### WHAT IS BEING ASKED
Scan the entries below for lines holding "elementId". Give the number of such lines alone.

### EXERCISE DATA
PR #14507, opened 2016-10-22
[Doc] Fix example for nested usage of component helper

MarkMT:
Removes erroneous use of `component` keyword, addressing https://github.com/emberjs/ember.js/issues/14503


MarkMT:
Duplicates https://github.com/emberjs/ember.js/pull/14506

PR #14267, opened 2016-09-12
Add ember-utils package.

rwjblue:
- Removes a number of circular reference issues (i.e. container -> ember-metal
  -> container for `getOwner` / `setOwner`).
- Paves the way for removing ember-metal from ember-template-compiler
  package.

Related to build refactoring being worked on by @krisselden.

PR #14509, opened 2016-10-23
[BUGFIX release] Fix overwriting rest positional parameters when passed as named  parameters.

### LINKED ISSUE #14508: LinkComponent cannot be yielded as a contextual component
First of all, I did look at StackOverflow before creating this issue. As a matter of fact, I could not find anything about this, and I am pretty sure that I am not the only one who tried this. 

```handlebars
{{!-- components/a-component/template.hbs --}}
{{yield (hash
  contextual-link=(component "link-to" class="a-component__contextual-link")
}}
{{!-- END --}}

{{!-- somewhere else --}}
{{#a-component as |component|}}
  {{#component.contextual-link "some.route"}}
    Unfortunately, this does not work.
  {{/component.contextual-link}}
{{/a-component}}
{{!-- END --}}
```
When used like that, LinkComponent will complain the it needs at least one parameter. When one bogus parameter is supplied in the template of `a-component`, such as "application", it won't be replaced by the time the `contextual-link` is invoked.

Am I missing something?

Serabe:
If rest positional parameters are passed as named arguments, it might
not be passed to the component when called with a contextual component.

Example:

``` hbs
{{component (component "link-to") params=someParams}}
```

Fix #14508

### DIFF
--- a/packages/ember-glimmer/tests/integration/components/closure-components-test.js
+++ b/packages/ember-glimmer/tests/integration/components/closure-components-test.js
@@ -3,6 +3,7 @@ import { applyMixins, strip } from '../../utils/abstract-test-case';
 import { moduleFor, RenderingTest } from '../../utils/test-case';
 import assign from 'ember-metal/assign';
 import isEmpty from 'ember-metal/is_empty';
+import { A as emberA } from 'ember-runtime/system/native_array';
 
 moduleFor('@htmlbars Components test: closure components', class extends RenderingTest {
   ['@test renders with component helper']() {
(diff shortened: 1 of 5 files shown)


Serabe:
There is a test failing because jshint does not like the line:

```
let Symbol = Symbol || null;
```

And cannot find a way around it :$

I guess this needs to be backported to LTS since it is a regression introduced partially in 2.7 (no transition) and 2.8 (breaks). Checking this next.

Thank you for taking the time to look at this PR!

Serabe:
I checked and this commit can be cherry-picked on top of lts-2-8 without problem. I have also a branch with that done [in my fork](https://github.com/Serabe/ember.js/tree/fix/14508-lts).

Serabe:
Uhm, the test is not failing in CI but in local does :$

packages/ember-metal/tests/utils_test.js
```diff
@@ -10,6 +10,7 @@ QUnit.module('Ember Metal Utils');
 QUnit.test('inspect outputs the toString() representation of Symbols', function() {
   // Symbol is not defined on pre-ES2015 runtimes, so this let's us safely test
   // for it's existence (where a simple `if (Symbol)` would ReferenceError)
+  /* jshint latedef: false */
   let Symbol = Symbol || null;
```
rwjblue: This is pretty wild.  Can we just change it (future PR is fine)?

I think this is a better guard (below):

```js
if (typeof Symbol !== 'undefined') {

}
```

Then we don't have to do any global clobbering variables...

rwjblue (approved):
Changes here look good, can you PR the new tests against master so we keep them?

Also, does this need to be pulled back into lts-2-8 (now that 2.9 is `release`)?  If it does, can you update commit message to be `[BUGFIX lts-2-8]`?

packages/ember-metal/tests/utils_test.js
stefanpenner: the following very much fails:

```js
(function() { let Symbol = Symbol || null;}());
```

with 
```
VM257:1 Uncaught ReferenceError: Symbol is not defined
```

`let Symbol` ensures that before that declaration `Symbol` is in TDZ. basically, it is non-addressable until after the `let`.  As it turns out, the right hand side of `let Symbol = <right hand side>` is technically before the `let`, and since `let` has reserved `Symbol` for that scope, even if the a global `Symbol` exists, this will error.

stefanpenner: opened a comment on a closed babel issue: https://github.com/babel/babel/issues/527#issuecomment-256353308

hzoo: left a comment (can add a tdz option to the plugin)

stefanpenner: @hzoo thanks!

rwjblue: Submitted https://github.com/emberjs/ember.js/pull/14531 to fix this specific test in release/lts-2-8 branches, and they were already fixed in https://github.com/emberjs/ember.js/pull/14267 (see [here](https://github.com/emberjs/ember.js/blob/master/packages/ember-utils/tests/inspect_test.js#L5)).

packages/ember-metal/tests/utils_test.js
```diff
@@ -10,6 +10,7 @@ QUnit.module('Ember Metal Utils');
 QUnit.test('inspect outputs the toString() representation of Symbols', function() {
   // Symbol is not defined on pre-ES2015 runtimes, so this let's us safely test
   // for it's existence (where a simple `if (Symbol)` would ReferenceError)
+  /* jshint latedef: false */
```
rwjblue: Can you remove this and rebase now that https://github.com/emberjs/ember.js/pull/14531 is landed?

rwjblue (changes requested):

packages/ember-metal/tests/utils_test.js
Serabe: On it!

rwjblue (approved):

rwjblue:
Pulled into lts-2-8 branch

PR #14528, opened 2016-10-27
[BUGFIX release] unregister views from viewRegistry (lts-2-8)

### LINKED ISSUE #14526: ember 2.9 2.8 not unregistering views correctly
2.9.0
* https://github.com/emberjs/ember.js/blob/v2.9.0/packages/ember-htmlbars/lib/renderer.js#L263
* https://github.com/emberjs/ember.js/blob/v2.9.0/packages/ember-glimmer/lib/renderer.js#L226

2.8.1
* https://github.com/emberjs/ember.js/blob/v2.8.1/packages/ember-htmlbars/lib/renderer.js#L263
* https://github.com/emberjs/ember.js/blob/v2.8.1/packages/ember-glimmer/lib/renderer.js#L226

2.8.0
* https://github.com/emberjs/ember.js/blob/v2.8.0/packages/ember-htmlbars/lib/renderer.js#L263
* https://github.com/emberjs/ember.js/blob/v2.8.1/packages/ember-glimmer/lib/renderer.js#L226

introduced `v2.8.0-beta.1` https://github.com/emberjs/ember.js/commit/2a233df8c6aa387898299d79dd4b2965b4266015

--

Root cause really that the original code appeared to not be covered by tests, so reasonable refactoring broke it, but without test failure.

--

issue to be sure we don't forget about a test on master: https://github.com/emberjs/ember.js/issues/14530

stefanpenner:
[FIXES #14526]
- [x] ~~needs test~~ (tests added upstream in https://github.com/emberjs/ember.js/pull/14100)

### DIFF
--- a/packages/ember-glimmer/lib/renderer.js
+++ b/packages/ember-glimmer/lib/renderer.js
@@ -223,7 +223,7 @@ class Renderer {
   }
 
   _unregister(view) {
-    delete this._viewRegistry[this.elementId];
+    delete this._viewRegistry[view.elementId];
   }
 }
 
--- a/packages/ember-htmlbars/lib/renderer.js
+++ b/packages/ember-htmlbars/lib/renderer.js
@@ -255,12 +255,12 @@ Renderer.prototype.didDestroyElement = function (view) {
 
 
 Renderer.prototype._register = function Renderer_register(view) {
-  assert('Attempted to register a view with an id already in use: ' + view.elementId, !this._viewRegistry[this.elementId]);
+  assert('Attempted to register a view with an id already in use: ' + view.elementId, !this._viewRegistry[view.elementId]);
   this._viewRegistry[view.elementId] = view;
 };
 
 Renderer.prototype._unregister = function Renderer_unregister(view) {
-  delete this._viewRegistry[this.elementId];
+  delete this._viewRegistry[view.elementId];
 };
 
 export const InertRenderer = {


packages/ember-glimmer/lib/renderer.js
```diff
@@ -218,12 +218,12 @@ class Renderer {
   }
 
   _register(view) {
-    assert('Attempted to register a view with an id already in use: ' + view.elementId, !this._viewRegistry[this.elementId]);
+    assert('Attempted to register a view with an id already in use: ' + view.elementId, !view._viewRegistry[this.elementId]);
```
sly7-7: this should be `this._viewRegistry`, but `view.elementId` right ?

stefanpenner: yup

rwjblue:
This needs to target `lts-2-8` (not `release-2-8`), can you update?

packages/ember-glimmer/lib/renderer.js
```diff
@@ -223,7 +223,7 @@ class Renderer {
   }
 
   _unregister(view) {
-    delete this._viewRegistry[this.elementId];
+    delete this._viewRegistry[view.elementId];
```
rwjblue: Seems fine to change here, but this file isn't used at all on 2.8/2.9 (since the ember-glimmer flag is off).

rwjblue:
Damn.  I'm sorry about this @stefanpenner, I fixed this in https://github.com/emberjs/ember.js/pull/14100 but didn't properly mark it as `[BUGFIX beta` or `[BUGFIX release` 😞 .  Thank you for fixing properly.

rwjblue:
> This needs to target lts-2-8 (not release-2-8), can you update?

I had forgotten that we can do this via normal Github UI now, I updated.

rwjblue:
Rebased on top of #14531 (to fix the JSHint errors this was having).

...

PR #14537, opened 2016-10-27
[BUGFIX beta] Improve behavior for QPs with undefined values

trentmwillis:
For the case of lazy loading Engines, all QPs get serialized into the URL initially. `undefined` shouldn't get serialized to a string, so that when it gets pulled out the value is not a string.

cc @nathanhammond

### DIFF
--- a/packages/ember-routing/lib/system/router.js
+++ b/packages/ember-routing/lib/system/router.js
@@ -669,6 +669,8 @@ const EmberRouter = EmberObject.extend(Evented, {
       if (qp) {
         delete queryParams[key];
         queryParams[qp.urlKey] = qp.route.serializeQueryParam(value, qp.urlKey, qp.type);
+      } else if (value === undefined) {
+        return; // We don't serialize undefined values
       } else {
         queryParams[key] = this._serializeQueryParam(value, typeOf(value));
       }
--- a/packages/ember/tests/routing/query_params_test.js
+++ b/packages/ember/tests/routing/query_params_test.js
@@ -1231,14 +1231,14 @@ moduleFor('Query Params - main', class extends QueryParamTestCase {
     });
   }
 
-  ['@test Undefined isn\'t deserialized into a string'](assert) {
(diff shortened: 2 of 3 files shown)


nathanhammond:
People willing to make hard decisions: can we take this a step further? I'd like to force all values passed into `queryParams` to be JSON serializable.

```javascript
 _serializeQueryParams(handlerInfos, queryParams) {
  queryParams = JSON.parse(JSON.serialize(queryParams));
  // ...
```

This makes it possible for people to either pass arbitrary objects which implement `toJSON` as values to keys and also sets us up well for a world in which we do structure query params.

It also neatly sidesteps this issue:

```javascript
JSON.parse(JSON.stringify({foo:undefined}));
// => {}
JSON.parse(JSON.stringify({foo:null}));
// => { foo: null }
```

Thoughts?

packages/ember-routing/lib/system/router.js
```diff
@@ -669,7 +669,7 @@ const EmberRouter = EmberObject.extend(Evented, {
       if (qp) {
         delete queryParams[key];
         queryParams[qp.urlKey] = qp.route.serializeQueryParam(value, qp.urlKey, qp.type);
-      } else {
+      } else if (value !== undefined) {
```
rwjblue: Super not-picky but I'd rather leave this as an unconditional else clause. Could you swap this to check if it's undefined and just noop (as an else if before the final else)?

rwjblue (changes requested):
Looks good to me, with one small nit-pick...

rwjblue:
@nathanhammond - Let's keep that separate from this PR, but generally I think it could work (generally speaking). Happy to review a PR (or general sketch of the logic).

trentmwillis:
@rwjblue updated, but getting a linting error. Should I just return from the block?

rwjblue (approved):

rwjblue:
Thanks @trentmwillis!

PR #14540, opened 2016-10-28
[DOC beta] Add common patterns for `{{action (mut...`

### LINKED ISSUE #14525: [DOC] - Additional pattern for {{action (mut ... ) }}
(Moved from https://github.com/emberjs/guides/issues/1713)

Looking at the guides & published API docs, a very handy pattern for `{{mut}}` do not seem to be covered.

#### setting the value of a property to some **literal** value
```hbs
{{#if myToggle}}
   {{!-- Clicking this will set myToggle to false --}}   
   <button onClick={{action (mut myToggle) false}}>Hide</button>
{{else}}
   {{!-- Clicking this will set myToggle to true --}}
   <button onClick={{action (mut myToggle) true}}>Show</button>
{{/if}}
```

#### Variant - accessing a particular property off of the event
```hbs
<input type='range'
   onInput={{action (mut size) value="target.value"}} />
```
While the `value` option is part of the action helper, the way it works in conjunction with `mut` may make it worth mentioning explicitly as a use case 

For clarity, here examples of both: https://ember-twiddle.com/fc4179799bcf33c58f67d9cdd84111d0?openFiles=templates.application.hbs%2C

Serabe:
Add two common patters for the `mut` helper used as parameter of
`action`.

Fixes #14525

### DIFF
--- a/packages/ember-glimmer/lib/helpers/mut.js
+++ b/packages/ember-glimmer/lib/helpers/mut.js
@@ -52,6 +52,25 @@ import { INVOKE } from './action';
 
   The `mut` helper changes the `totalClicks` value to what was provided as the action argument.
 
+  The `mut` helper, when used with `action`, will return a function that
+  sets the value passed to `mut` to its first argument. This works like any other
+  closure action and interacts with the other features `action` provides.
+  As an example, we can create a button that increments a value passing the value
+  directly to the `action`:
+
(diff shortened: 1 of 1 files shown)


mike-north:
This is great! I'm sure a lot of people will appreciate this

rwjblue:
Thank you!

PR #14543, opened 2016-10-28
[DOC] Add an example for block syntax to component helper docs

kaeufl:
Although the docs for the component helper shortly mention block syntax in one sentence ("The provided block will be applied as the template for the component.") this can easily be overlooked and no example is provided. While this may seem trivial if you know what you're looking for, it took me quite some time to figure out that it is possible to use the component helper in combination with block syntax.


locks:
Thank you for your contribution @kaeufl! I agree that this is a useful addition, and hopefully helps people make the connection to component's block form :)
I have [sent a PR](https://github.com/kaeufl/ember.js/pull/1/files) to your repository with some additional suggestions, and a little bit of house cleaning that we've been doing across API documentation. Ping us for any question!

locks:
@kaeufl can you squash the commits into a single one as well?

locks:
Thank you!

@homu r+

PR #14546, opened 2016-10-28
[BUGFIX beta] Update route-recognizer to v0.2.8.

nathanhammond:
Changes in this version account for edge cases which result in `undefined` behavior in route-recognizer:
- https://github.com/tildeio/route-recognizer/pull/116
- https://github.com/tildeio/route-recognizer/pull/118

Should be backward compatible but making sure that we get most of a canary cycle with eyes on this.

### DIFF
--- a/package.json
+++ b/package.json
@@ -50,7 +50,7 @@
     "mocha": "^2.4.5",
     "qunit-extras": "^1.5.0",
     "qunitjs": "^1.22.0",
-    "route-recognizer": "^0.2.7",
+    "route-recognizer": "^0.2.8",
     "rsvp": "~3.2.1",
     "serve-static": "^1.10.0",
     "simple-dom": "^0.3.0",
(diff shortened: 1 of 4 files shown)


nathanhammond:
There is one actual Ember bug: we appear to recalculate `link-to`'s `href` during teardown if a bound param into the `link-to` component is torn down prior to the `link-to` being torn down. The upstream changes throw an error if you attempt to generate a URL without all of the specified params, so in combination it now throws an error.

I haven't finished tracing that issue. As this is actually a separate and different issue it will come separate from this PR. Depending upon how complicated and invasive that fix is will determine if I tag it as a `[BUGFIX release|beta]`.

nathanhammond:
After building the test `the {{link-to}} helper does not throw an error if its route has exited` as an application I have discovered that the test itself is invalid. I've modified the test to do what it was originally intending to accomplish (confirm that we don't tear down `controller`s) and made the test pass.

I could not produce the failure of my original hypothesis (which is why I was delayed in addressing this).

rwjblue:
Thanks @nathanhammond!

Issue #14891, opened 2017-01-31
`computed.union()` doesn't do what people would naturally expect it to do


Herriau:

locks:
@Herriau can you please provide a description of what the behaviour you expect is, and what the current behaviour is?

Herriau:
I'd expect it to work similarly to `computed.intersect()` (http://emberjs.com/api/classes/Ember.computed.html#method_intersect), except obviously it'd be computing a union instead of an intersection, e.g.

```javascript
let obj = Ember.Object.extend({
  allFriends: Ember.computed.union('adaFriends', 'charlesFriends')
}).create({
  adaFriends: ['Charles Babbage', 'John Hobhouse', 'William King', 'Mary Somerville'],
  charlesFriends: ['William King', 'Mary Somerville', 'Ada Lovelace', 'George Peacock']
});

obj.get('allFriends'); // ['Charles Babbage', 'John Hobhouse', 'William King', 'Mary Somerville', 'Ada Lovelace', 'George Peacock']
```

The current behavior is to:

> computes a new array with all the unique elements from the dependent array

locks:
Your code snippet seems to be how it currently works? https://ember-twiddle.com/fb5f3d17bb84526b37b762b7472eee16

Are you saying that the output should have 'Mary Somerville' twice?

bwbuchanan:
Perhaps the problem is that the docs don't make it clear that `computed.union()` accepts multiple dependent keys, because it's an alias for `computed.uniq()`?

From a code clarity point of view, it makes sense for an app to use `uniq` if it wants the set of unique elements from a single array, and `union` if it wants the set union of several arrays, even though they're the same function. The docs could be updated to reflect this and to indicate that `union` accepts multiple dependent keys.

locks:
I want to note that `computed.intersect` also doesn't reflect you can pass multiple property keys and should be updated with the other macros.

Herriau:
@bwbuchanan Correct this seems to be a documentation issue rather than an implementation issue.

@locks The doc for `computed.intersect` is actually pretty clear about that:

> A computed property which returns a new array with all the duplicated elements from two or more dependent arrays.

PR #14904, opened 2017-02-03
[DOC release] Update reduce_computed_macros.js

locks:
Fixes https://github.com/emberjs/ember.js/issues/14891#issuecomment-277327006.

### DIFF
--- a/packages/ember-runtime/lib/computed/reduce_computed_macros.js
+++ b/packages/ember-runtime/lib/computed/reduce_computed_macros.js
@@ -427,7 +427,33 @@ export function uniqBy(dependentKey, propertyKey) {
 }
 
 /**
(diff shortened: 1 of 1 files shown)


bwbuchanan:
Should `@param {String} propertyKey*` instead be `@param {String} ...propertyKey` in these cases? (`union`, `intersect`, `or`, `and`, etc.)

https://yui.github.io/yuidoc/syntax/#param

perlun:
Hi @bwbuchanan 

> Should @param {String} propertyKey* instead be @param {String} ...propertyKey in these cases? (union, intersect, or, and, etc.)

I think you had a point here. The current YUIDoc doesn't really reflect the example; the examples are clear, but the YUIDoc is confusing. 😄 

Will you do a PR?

...

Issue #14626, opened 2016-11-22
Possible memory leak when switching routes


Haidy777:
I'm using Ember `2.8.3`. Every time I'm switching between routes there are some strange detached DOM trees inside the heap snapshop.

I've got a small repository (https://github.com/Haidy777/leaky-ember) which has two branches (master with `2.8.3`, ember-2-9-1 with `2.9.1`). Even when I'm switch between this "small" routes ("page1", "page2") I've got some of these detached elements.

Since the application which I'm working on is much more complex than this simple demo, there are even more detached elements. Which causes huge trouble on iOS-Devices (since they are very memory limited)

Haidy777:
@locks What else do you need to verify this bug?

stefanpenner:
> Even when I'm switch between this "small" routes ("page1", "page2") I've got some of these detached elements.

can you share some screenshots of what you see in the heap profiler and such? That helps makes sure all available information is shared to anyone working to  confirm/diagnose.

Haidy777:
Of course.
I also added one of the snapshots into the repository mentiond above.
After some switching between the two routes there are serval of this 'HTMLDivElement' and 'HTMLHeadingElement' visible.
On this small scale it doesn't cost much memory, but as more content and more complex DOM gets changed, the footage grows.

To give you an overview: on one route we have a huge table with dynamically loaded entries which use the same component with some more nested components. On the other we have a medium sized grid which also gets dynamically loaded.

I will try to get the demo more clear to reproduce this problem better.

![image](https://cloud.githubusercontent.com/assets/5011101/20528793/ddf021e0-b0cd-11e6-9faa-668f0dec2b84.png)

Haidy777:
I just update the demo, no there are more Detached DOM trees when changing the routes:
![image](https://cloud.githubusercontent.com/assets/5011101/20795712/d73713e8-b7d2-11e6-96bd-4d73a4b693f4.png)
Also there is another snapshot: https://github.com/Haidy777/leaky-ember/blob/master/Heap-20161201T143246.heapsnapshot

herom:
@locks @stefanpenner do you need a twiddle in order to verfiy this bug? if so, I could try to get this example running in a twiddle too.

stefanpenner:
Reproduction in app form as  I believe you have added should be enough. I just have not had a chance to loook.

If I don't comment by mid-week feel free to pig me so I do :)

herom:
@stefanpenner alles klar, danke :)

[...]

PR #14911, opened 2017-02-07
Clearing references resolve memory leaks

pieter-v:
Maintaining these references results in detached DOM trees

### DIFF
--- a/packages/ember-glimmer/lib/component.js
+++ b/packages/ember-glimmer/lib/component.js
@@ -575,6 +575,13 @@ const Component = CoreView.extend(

### EXERCISE ANSWER
12